We're going nature napper! All right, let's go! Where have you been, Joan? - Nowhere.
- Don't lie to me, sister.
We both know you've been out there living la vida lucky with a dead man's jock.
So what if I was?! It's half mine! And it's half mine.
And I've decided I don't want to sell it.
Well, I don't want to sell it either.
That thing changed my life! Oh, good.
Well, then we'll keep it.
Now if you hand it over, I need it for a science test tomorrow that I plan to not study for.
But I entered myself in a beauty pageant tomorrow where I shall be named the most beautiful teenage girl in all of seaford.
What? That kind of miracle would squeeze every last drop of luck out of it.

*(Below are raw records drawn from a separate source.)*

PR #9440, opened 2024-08-17
New plugin - basemap switch control

Urban96:
New plugin featuring a basemap control with an integrated synchronized miniature map

### DIFF
--- a/docs/_plugins/layer-switching-controls/l-basemapcontrol.md
+++ b/docs/_plugins/layer-switching-controls/l-basemapcontrol.md
@@ -1,0 +1,12 @@
+---
+name: L.basemapControl
+category: layer-switching-controls
+repo: https://github.com/Urban96/L.basemapControl
+author: Daniel Urban
+author-url: https://github.com/Urban96
+demo: https://urban96.github.io/L.basemapControl/examples/example1.html
+compatible-v0:
+compatible-v1: true
+---
+
+Basemap Control with Synchronized Minimap
--- a/docs/_plugins/layer-switching-controls/l-basemapcontrol.md
+++ b/docs/_plugins/layer-switching-controls/l-basemapcontrol.md
@@ -9,4 +9,4 @@ compatible-v0:
 compatible-v1: true
 ---
 
-Basemap Control with Synchronized Minimap
+Leaflet plugin that adds a control for switching between multiple basemap layers. It features a synchronized minimap preview to show the next layer in the sequence.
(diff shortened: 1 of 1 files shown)


Falke-Design (changes requested):
Please make the description more clear what the plugin does. 
_... Clicking on the minimap changes the base layer ..._

Also I strongly suggest you to fix following:
1. On zoom level 0 the minimap doesn't work anymore
2. Add [disableClickPorpagation](https://leafletjs.com/reference.html#domevent-disableclickpropagation) to the minimap. This prevents moving the map when the user double clicks on the minimap
3. Use the latest Leaflet version (1.9.4) in your example

Urban96:
Hello,

Thank you for the feedback! I’ve made the necessary updates: clarified the description, fixed the zoom level 0 issue, added disableClickPropagation, and updated to Leaflet 1.9.4.

docs/_plugins/layer-switching-controls/l-basemapcontrol.md
```diff
@@ -0,0 +1,12 @@
...
+category: layer-switching-controls
+repo: https://github.com/Urban96/L.basemapControl
+author: Daniel Urban
+author-url: https://github.com/Urban96
+demo: https://urban96.github.io/L.basemapControl/examples/example1.html
+compatible-v0:
+compatible-v1: true
+---
+
+Basemap Control with Synchronized Minimap
```
Falke-Design, line 12: Please change this describtion

Falke-Design (changes requested):

docs/_plugins/layer-switching-controls/l-basemapcontrol.md
Urban96: Done. I hope this description better captures what the plugin does.

docs/_plugins/layer-switching-controls/l-basemapcontrol.md
```diff
@@ -0,0 +1,12 @@
...
+category: layer-switching-controls
+repo: https://github.com/Urban96/L.basemapControl
+author: Daniel Urban
+author-url: https://github.com/Urban96
+demo: https://urban96.github.io/L.basemapControl/examples/example1.html
+compatible-v0:
+compatible-v1: true
+---
+
+Leaflet plugin that adds a control for switching between multiple basemap layers. It features a synchronized minimap preview to show the next layer in the sequence.
```
Falke-Design, line 12: @Urban96 I would suggest something like this, because for me it was at the beginning not clear that I need to click on the minimap to switch.
But if you want to keep your description, it is fine for me and I will merge it.

```suggestion
Leaflet plugin that creates a synchronized minimap preview to switch betweeen multiple basemap layers. With a click on the minimap the next basemap layer in the sequence is applied.
```

Urban96: Sure, it's updated! Thanks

Please! You said you were gonna use it to pass a science test.
Give me that.
Oh, give me that.
Oh, I'm Jerry.
I really want the jock.
- Don't Excuse me.
Hello.
I'm here with your money.
Uh, babe's jock, where is it? Uh It was great doing business with you.
Thank you so much.
Oh, no no no no.
Deal's off! You've ruined it! I can't believe it.
We don't have the money.
We don't have the jock.
We don't have anything.
Oh, no, you're wrong, Jerry.
We have something that they can never take away from us.
Our friendship? Forget that.
My jelly bean pooping donkey.
Uh, Joan, that doesn't sound too good.
Oh, get down.
That thing's gonna blow! Hang on, Rudy.
We're almost there.
All right, Jack, I'm lowering you down nice and easy.
Just let me know when you're there.
I'm there.
Whoa! All right, Rudy, give me your hand.
I can't reach, Jack.
Rudy, you're gonna have to jump.
I can't do it, Jack.
I'm scared.
Rudy, it's Jack.
If there's anybody you should trust, it's him.
Easy for you to say, Mr.
Not-hanging-over-a-gorge.
Rudy, it's going! Jump! Oh, great, there goes that deposit.
What was that? The branch It's breaking! Oh! No! Rudy! Jack! Why? My best friend and incompetent sensei are gone.
No, we're not gone.
We're here.
I know, but you're angels now.
Oh, Jack.
Why, Jack? You were so brave, loyal and trustworthy, like a golden retriever with better hair.
Milton.
Jack! You're alive! Hello, I'm here too.
Oh, Rudy! Look, Jack's alive! Hey Oh.
How'd you make it? Well, we made it when the rope slammed us into the side of the canyon and we grabbed some roots and climbed our way out.
Those are some pretty nice things you said about me, Milton.
Well, when I thought I had lost you, I felt like I had a hole in my heart the size of this canyon.
How'd you feel when you thought you lost me? I was very torn up.
Jack, you're like a brother to me.
And just because brothers fight doesn't mean they don't care about each other.
I told you two this road trip would bring you together.
There's just one thing I feel bad about.
My little skunk friend didn't make it.
Hopefully he's in a better place and his soul will live forever in this canyon.
Guys? Guys, why are you running? Oh.
Oh, no! I'm glad we decided to stay the night.
I can't believe you caught all this delicious salmon.
Didn't catch it.
No no no.
I went down to the stream, and the friendliest grizzly bear was just slapping fish up onto the shore.
Yeah, I just grabbed a couple, said thank you, and he growled this big, hearty, "you're welcome.
" Yeah, it sounded just like that.
Is that the bear? We should probably get out of here.
Jack? Milton? You should know that I am a black belt in karate.